A Machine Learning-based Tool for Passive OS Fingerprinting with TCP Variant as a Novel Feature
Peer reviewed, Journal article
MetadataShow full item record
Original versionD. H. Hagos, A. Yazidi, Ø. Kure and P. E. Engelstad, "A Machine-Learning-Based Tool for Passive OS Fingerprinting With TCP Variant as a Novel Feature," in IEEE Internet of Things Journal, vol. 8, no. 5, pp. 3534-3553, 1 March1, 2021, doi: 10.1109/JIOT.2020.3024293. https://doi.org/10.1109/JIOT.2020.3024293
With the emergence of Internet of Things (IoT), securing and managing large, complex enterprise network infrastructure requires capturing and analyzing network traffic traces in real-time.
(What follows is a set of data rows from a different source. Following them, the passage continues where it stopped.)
PR #166, opened 2018-12-27
dsp: Add dummy EMR to SR

### LINKED ISSUE #149: DSP SR is truncated to 16 bits (lack of EMR)

JayFoxRox:
Closes #149 

The motivation is purely so I can compare register dumps from a real Xbox to XQEMU. I don't intend to implement EMR at all.

---

I've attempted to "search & replace" all instances where the DSP modifies SR (which also limits to 16 bit).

An accurate passive Operating System (OS) fingerprinting plays a critical role in effective network management and cybersecurity protection. Passive fingerprinting doesn’t send probes that introduce extra load to the network and hence it has a clear advantage over active fingerprinting since it also reduces the risk of triggering false alarms. This paper proposes and evaluates an advanced classification approach to passive OS fingerprinting by leveraging state-of-the-art classical machine learning and deep learning techniques. Our controlled experiments on benchmark data, emulated and realistic traffic is performed using two approaches. Through an Oracle-based machine learning approach, we found that the underlying TCP variant is an important feature for predicting the remote OS. Based on this observation, we develop a sophisticated tool for OS fingerprinting that first predicts the TCP flavor using passive traffic traces and then uses this prediction as an input feature for another machine learning algorithm for predicting the remote OS from passive measurements. This paper takes the passive fingerprinting problem one step further by introducing the underlying predicted TCP variant as a distinguishing feature. In terms of accuracy, we empirically demonstrate that accurately predicting the TCP variant has the potential to boost the evaluation performance from 84% to 94% on average across all our validation scenarios and across different types of traffic sources. We also demonstrate a practical example of this potential, by increasing the performance to 91.3% and 95.22% on average using a tool for loss-based and a combination of loss and delay-based TCP variant prediction in an emulated setting. To the best of our knowledge, this is the first study that explores the potential for using the knowledge of the TCP variant to significantly boost the accuracy of passive OS fingerprinting.